- **WHAT THIS TASK INVOLVES**:
Without changing a single word, set down all of the records.

[Opening RECORDS FOR THE TASK section]

PR #98, opened 2025-12-04
fix: change connection modal

vintagesucks:
The change connection modal is currently broken:

image

### DIFF
--- a/src/Resources/app/administration/src/module/swag-migration/page/wizard/swag-migration-wizard-page-connection-select/index.ts
+++ b/src/Resources/app/administration/src/module/swag-migration/page/wizard/swag-migration-wizard-page-connection-select/index.ts
@@ -86,8 +86,13 @@ export default Shopware.Component.wrapComponentConfig({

[Closing RECORDS FOR THE TASK section]

- **EXERCISE ANSWER**:
PR #98, opened 2025-12-04
fix: change connection modal

vintagesucks:
The change connection modal is currently broken:

image

### DIFF
--- a/src/Resources/app/administration/src/module/swag-migration/page/wizard/swag-migration-wizard-page-connection-select/index.ts
+++ b/src/Resources/app/administration/src/module/swag-migration/page/wizard/swag-migration-wizard-page-connection-select/index.ts
@@ -86,8 +86,13 @@ export default Shopware.Component.wrapComponentConfig({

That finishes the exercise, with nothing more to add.